Generate a specification for fitting a caret model

Description

A caret model specification consists of 2 parts: a model (as a string) and the arguments to the train call for fitting that model

Usage

caretModelSpec(method = "rf", ...)

Arguments

method

the modeling method to pass to caret::train

...

Other arguments that will eventually be passed to caret::train

Value

a list of lists

Examples

caretModelSpec("rf", tuneLength = 5, preProcess = "ica")

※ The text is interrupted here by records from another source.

PR #11790, opened 2016-05-19
replace OSX window title bar with custom title-bar

brumm:
This pull request is intended to naively implement a custom titlebar on OSX.

I've included fallback styling to match El Capitan's titlebars, which is probably not necessary as I modified the four included themes to provide their own titlebar styling. I'll create PRs for these in their respective repositories if this PR gets considered.

I'd like to hear your thoughts on the implementation, I just banged on the code until it worked 😁 

This is what it looks like by default: 
image

This is the titlebar provided by one-dark-ui, with the oceanic-next syntax
image

This is one-light-ui, with the atom-light syntax
image

Things left to do:
- [x] ✅ specs

This is a partial continuation of https://github.com/atom/atom/pull/10208 albeit without the combined title-bar-and-tabs functionality, for which this would be the groundwork. (As requested in https://github.com/atom/atom/issues/4599 for example.)

### DIFF
--- a/src/atom-environment.coffee
+++ b/src/atom-environment.coffee
@@ -684,7 +684,7 @@ class AtomEnvironment extends Model
         @deserialize(state) if state?
         @deserializeTimings.atom = Date.now() - startTime
 
-        @document.body.appendChild(@views.getView(@titleBar)) if @titleBar
+        @workspace.addHeaderPanel({item: @views.getView(@titleBar)}) if @titleBar
         @document.body.appendChild(@views.getView(@workspace))
         @backgroundStylesheet?.remove()
 
--- a/src/atom-environment.coffee
+++ b/src/atom-environment.coffee
@@ -196,13 +196,15 @@ class AtomEnvironment extends Model
       notificationManager: @notifications, @applicationDelegate, @clipboard, viewRegistry: @views, assert: @assert.bind(this)
     })
 
-    @titleBar = new TitleBar() if process.platform is 'darwin'
     @themes.workspace = @workspace
 
     @textEditors = new TextEditorRegistry
     @autoUpdater = new AutoUpdateManager({@applicationDelegate})
 
     @config.load()
+
+    # This needs to happen after config.load()
+    @titleBar = new TitleBar() if process.platform is 'darwin' and @config.get('core.useCustomTitleBar')
 
     @themes.loadBaseStylesheets()
     @initialStyleElements = @styles.getSnapshot()
--- a/src/atom-environment.coffee
+++ b/src/atom-environment.coffee
@@ -31,6 +31,7 @@ ContextMenuManager = require './context-menu-manager'
 CommandInstaller = require './command-installer'
 Clipboard = require './clipboard'
 Project = require './project'
+TitleBar = require './title-bar'
 Workspace = require './workspace'
 PanelContainer = require './panel-container'
 Panel = require './panel'
@@ -44,6 +45,7 @@ Gutter = require './gutter'
 TextEditorRegistry = require './text-editor-registry'
 AutoUpdateManager = require './auto-update-manager'
 
+TitleBarElement = require './title-bar-element'
 WorkspaceElement = require './workspace-element'
 PanelContainerElement = require './panel-container-element'
 PanelElement = require './panel-element'
@@ -193,6 +195,8 @@ class AtomEnvironment extends Model
       @config, @project, packageManager: @packages, grammarRegistry: @grammars, deserializerManager: @deserializers,
       notificationManager: @notifications, @applicationDelegate, @clipboard, viewRegistry: @views, assert: @assert.bind(this)
     })
+
+    @titleBar = new TitleBar() if process.platform is 'darwin'
     @themes.workspace = @workspace
 
     @textEditors = new TextEditorRegistry
@@ -259,6 +263,8 @@ class AtomEnvironment extends Model
     registerDefaultCommands({commandRegistry: @commands, @config, @commandInstaller, notificationManager: @notifications, @project, @clipboard})
 
   registerDefaultViewProviders: ->
+    @views.addViewProvider TitleBar, (model, env) ->
+      new TitleBarElement().initialize(model, env)
     @views.addViewProvider Workspace, (model, env) ->
       new WorkspaceElement().initialize(model, env)
     @views.addViewProvider PanelContainer, (model, env) ->
@@ -678,6 +684,7 @@ class AtomEnvironment extends Model
         @deserialize(state) if state?
         @deserializeTimings.atom = Date.now() - startTime
 
+        @document.body.appendChild(@views.getView(@titleBar)) if @titleBar
         @document.body.appendChild(@views.getView(@workspace))
         @backgroundStylesheet?.remove()
 
--- a/src/atom-environment.coffee
+++ b/src/atom-environment.coffee
@@ -557,10 +557,6 @@ class AtomEnvironment extends Model
   # Extended: Set the full screen state of the current window.
   setFullScreen: (fullScreen=false) ->
     @applicationDelegate.setWindowFullScreen(fullScreen)
-    if fullScreen
-      @document.body.classList.add("fullscreen")
-    else
-      @document.body.classList.remove("fullscreen")
 
   # Extended: Toggle the full screen state of the current window.
   toggleFullScreen: ->
--- a/src/main-process/atom-window.coffee
+++ b/src/main-process/atom-window.coffee
@@ -40,13 +40,13 @@ class AtomWindow
     if process.platform is 'linux'
       options.icon = @constructor.iconPath
 
-    if process.platform is 'darwin' and global.atomApplication.config.get('core.useCustomTitleBar')
+    if @applyTitleBarSetting()
       options.titleBarStyle = 'hidden'
 
     @browserWindow = new BrowserWindow options
     global.atomApplication.addWindow(this)
 
-    if process.platform is 'darwin' and global.atomApplication.config.get('core.useCustomTitleBar')
+    if @applyTitleBarSetting()
       @browserWindow.setSheetOffset(23)
 
     @handleEvents()
@@ -204,6 +204,11 @@ class AtomWindow
     [x, y] = @browserWindow.getPosition()
     [width, height] = @browserWindow.getSize()
     {x, y, width, height}
+
+  applyTitleBarSetting: ->
+    not @isSpec and
+    process.platform is 'darwin' and
+    global.atomApplication.config.get('core.useCustomTitleBar')
 
   close: -> @browserWindow.close()
 
--- a/src/main-process/atom-window.coffee
+++ b/src/main-process/atom-window.coffee
@@ -23,7 +23,6 @@ class AtomWindow
     options =
       show: false
       title: 'Atom'
-      titleBarStyle: 'hidden'
       # Add an opaque backgroundColor (instead of keeping the default
       # transparent one) to prevent subpixel anti-aliasing from being disabled.
       # We believe this is a regression introduced with Electron 0.37.3, and
@@ -40,6 +39,9 @@ class AtomWindow
     # taskbar's icon. See https://github.com/atom/atom/issues/4811 for more.
     if process.platform is 'linux'
       options.icon = @constructor.iconPath
+
+    if process.platform is 'darwin'
+      options.titleBarStyle = 'hidden'
 
     @browserWindow = new BrowserWindow options
     global.atomApplication.addWindow(this)
--- a/src/main-process/atom-window.coffee
+++ b/src/main-process/atom-window.coffee
@@ -40,7 +40,7 @@ class AtomWindow
     if process.platform is 'linux'
       options.icon = @constructor.iconPath
 
-    if process.platform is 'darwin'
+    if process.platform is 'darwin' and global.atomApplication.config.get('core.useCustomTitleBar')
       options.titleBarStyle = 'hidden'
 
     @browserWindow = new BrowserWindow options
--- a/src/main-process/atom-window.coffee
+++ b/src/main-process/atom-window.coffee
@@ -46,6 +46,9 @@ class AtomWindow
     @browserWindow = new BrowserWindow options
     global.atomApplication.addWindow(this)
 
+    if process.platform is 'darwin' and global.atomApplication.config.get('core.useCustomTitleBar')
+      @browserWindow.setSheetOffset(23)
+
     @handleEvents()
 
     loadSettings = Object.assign({}, settings)
--- a/src/main-process/atom-window.coffee
+++ b/src/main-process/atom-window.coffee
@@ -46,9 +46,6 @@ class AtomWindow
     @browserWindow = new BrowserWindow options
     global.atomApplication.addWindow(this)
 
-    if @applyTitleBarSetting()
-      @browserWindow.setSheetOffset(23)
-
     @handleEvents()
 
     loadSettings = Object.assign({}, settings)
--- a/src/main-process/atom-window.coffee
+++ b/src/main-process/atom-window.coffee
@@ -23,6 +23,7 @@ class AtomWindow
     options =
       show: false
       title: 'Atom'
+      titleBarStyle: 'hidden'
       # Add an opaque backgroundColor (instead of keeping the default
       # transparent one) to prevent subpixel anti-aliasing from being disabled.
       # We believe this is a regression introduced with Electron 0.37.3, and
--- a/static/title-bar.less
+++ b/static/title-bar.less
@@ -23,7 +23,6 @@
     text-overflow: ellipsis;
   }
 
-
   background-image: linear-gradient(@title-bar-gradient-focused);
   border-bottom: 1px solid @title-bar-border-color-focused;
 
@@ -31,24 +30,5 @@
     color: @title-bar-text-blurred;
     background-image: linear-gradient(@title-bar-gradient-blurred);
     border-bottom-color: @title-bar-border-color-blurred;
-  }
-
-  [title-bar-style="combined"] & {
-    display: none;
-    position: absolute;
-  }
-}
-
-[title-bar-style="combined"] .tab-bar {
-  height: 37px;
-  padding-left: 80px;
-  background-image: linear-gradient(@title-bar-gradient-focused);
-
-  .tab {
-    top: 7px;
-    border-radius: 3px 3px 0 0 !important;
-    &:after {
-      border-radius: 3px 3px 0 0 !important;
-  }
   }
 }
--- a/static/title-bar.less
+++ b/static/title-bar.less
@@ -23,6 +23,7 @@
     text-overflow: ellipsis;
   }
 
+  box-shadow: 0 1px 0 @title-bar-highlight inset;
   background-image: linear-gradient(@title-bar-gradient-focused);
   border-bottom: 1px solid @title-bar-border-color-focused;
 
--- a/static/title-bar.less
+++ b/static/title-bar.less
@@ -1,4 +1,8 @@
-@import "./variables/ui-variables";
+@import "ui-variables";
+
+@title-bar-text-size: 13px;
+@title-bar-background-color: @base-background-color;
+@title-bar-border-color: @base-border-color;
 
 .title-bar {
   height: 23px;
@@ -8,12 +12,11 @@
   align-items: center;
   justify-content: center;
 
-  font-family: -apple-system, BlinkMacSystemFont, "Helvetica Neue";
   font-size: @title-bar-text-size;
-  color: @title-bar-text-focused;
   -webkit-user-select: none;
+  -webkit-app-region: drag;
 
-  padding: 0 10px 0 70px;
+  padding: 0 70px;
   overflow: hidden;
 
   .title {
@@ -23,13 +26,10 @@
     text-overflow: ellipsis;
   }
 
-  box-shadow: 0 1px 0 @title-bar-highlight inset;
-  background-image: linear-gradient(@title-bar-gradient-focused);
-  border-bottom: 1px solid @title-bar-border-color-focused;
+  background-color: @title-bar-background-color;
+  border-bottom: 1px solid @title-bar-border-color;
 
   .is-blurred & {
-    color: @title-bar-text-blurred;
-    background-image: linear-gradient(@title-bar-gradient-blurred);
-    border-bottom-color: @title-bar-border-color-blurred;
+    color: @text-color-subtle;
   }
 }
--- a/static/title-bar.less
+++ b/static/title-bar.less
@@ -1,15 +1,17 @@
 @import "ui-variables";
 
 @title-bar-text-size: 13px;
+@title-bar-height: 23px;
 @title-bar-background-color: @base-background-color;
 @title-bar-border-color: @base-border-color;
 
 body.fullscreen .title-bar {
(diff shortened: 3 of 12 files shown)


FezVrasta:
Any change to get rid of the black separation line between the title bar and the three file view? I think it would look much better.

image

brumm:
@FezVrasta These screenshots are just a first stab at theming the title-bar and intended to show what it could look like. At any rate, you could always remove that line by tinkering with your user stylesheet :)

@simurai Would you like me to go ahead and create some PRs on https://github.com/atom/one-dark-ui/ and https://github.com/atom/one-light-ui/?

simurai:
I wonder if the background should just be `@base-background-color`? So that "abandoned, but still in use" themes would adapt too. Then maybe make a PR with the current grey gradient for themes that try to stay close to OS X. Like [unity-ui](https://atom.io/themes/unity-ui) or [native-ui](https://atom.io/themes/native-ui).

Combine several predictive models via stacking

Description

Stack several train models using a train model.

Usage

caretStack(
  all.models,
  new_X = NULL,
  new_y = NULL,
  metric = NULL,
  trControl = NULL,
  excluded_class_id = 1L,
  ...
)

Arguments

all.models

a caretList, or an object coercible to a caretList (such as a list of train objects)

new_X

Data to predict on for the caretList, prior to training the stack (for transfer learning). if NULL, the stacked predictions will be extracted from the caretList models.

new_y

The outcome variable to predict on for the caretList, prior to training the stack (for transfer learning). If NULL, will use the observed levels from the first model in the caret stack If 0, will include all levels.

metric

the metric to use for grid search on the stacking model.

trControl

a trainControl object to use for training the ensemble model. If NULL, will use defaultControl.

excluded_class_id

The integer level to exclude from binary classification or multiclass problems.

...

additional arguments to pass to the stacking model

Details

Uses either transfer learning or stacking to stack models. Assumes that all models were trained on the same number of rows of data, with the same target values. The features, cross-validation strategies, and model types (class vs reg) may vary however. If your stack of models were trained with different number of rows, please provide new_X and new_y so the models can predict on a common set of data for stacking.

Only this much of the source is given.